When assigning to a function pointer, use the name of the function you're assigning:
filter_callback = my_filter_callback;
do not use & .
filter_callback = &my_filter_callback; /* BAD */
(The function name without () already is the function's address; while taking its address is allowed and yields the same value, it is unnecessary, and does not add clarity since the use cannot be confused with a function call.)
1.9.8 The "register" storage-class specifier
Don't use "register" unless you've looked at the assembler code and know that it makes a difference.
1.9.9 The offsetof() macro
Use offsetof to compute the offset of a struct member from the beginning of its struct. The resulting integer has the type size_t and is usable as a constant initializer.
Not all platforms support offsetof. If you have to supply your own,
#ifndef offsetof
# define offsetof(str, mem) ((size_t)&((str *)0)->mem)
#endif /* ! offsetof */
will work on most platforms.
1.9.10 The type size_t.
Use the unsigned integer type size_t for anything that is the size of an object or derived from the size of an object. For example, the number of elements in an array can always be stored in a size_t. Array- or loop indexes should almost always be size_t.

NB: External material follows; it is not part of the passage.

PR #4997, opened 2018-08-21
Deadlock on inqueue close (#4185)

jengelman:
Issue: #4185 

Upon attempting to close a socket, AsynPool only removes the queue writer from the hub, not the reader.  This leads to a deadlock on the file descriptor, and eventually the worker stop accepting new tasks.  I moved the call to hub_remove from on_inqueue_close to destroy_queues, since the latter is called directly after the former and allows removing both fds in a single loop.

Keep in mind that size_t cannot store values less than zero; this loop
void
print_string_array_backwards(
char const * const *a,
size_t nelems)
{
size_t i;
for (i = nelems - 1; i >= 0; i--) /* BAD */
printf("%lu: %s\n", (unsigned long) i, a[i]);
}
never terminates. Instead, rewrite the loop head as
for (i = nelems; i-- > 0;)
1.9.11 Enums
Enumerations are a convenient way to define automatically incremented constant tags, and to document the connection between a declaration and the value they're supposed to have.

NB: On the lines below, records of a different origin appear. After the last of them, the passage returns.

PR #5011, opened 2018-08-29
Add a concurrency model with ThreadPoolExecutor

whuji:
Hello,

I don't know if it would be useful to someone else, but I needed to implement a concurrency model based on thread (and not processes) in celery because I wanted to pass future objects between tasks and some coroutines and it is not pickable.

Of course it is not scale out and it has limitations (because of the GIL), but it can be useful for people who wants the share memory between tasks and another thread (for example the asyncio event loop) without blocking as the 'solo' concurrency model.

I am open to comment. Maybe this model won't be needed anymore in celery 5 as it could be replaced by an asyncio loop, which is not possible in celery 4. 
And I would be happy to help on a massive asyncio refactoring for Celery 5.

Regards

### DIFF
--- a/celery/concurrency/thread.py
+++ b/celery/concurrency/thread.py
@@ -1,0 +1,40 @@
+# -*- coding: utf-8 -*-
+"""Thread execution pool."""
+
+from concurrent.futures import wait, ThreadPoolExecutor
+from .base import BasePool, apply_target
+
+__all__ = ('TaskPool',)
+
+class ApplyResult(object):
+    def __init__(self, future):
+        self.f = future
+        self.get = self.f.result
+
+    def wait(self, timeout=None):
+        wait([self.f], timeout)
+
+class TaskPool(BasePool):
+    """Thread Task Pool."""
+
+    body_can_be_buffer = True
+    signal_safe = False
+
+    def __init__(self, *args, **kwargs):
+        super().__init__(*args, **kwargs)
+        self.executor = ThreadPoolExecutor(max_workers=self.limit)
+
+    def on_stop(self):
+        self.executor.shutdown()
+        super().on_stop()
+
+    def on_apply(self, target, args=None, kwargs=None, callback=None,
+                 accept_callback=None, **_):
+        f = self.executor.submit(apply_target, target, args, kwargs, callback, accept_callback)
+        return ApplyResult(f)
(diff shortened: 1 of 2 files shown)


thedrow:
I've been meaning to do this myself. I'll review this as soon as possible.

celery/concurrency/thread.py
```diff
@@ -0,0 +1,40 @@
...
+        wait([self.f], timeout)
+
+class TaskPool(BasePool):
+    """Thread Task Pool."""
+
+    body_can_be_buffer = True
+    signal_safe = False
+
+    def __init__(self, *args, **kwargs):
+        super().__init__(*args, **kwargs)
```
thedrow: `super()` calls are only valid with Python 3.
Celery 4.x still supports Python 2.7 so we'll need to adjust that.

celery/concurrency/thread.py
```diff
@@ -0,0 +1,40 @@
...
+        self.executor = ThreadPoolExecutor(max_workers=self.limit)
+
+    def on_stop(self):
+        self.executor.shutdown()
+        super().on_stop()
```
thedrow: `super()` calls are only valid with Python 3.
Celery 4.x still supports Python 2.7 so we'll need to adjust that.

celery/concurrency/thread.py
```diff
@@ -0,0 +1,40 @@
...
+
+    def on_apply(self, target, args=None, kwargs=None, callback=None,
+                 accept_callback=None, **_):
+        f = self.executor.submit(apply_target, target, args, kwargs, callback, accept_callback)
+        return ApplyResult(f)
+
+    def _get_info(self):
+        return {
+            'max-concurrency': self.limit,
+            'threads': len(self.executor._threads)
```
thedrow: I'm not a big fan of using private APIs. Can we change this to something more sensible?

thedrow: Seems like you are correct. There's no public API for that.
I think a TODO comment to change that once it lands is sufficient.

thedrow:
@whuji Did you get a chance to work on this?

whuji:
I have submitted a new RP : https://github.com/celery/celery/pull/5098

Duplicate of #5098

By default, enumerations are zero-based. If you need the number of elements in a set, it's a common trick to define that constant simply as the last value in the enumeration.
It's good style to tag that "last value" assumption with an explicit comment; otherwise, people adding to the enum may overlook the special status of the last entry.
enum defcon
{
DEFCON_BLUE,
DEFCON_GREEN,
DEFCON_YELLOW,
DEFCON_ORANGE,
DEFCON_RED,
DEFCON_N /* Must be last */
};
If the enumeration constants are used as labels in a "switch" statement over the enumerated type, this will lead gcc -Wswitch to complain that one of the enumeration constants isn't handled. To work around that, #define the maximum, don't include it as an enum value:
enum defcon
{
DEFCON_BLUE,
DEFCON_GREEN,
DEFCON_YELLOW,
DEFCON_ORANGE,
DEFCON_RED
};
#define DEFCON_N (DEFCON_RED + 1) /* Update if adding values */
Do not use enumerations for values that should be available during preprocessing (e.g., in #ifdef).
Standard C allows trailing commas in enumeration lists. Don't use that feature; AIX xlc doesn't support it.
enum primary
{
red,
yellow,
blue, /* BAD */
};
Be aware that enum types deliver less type checking than you probably think they do. In particular, the standard allows assignments from one enum type to another, and assignments of values other than the defined range. The enumerated constants have type "int", not the enum type.
1.9.12 String literal concatenation
C89 implicitly concatenates adjacent strings. This makes for a very convenient way of writing multi-line string constants:
char const message[] =
"Subject: Greetings!\n"
"\n"
"Hi, how are you?\n";
In K&R, this string would have had to be flushed-left, with \ before each hard newline. Use the new form; it's much easier to read.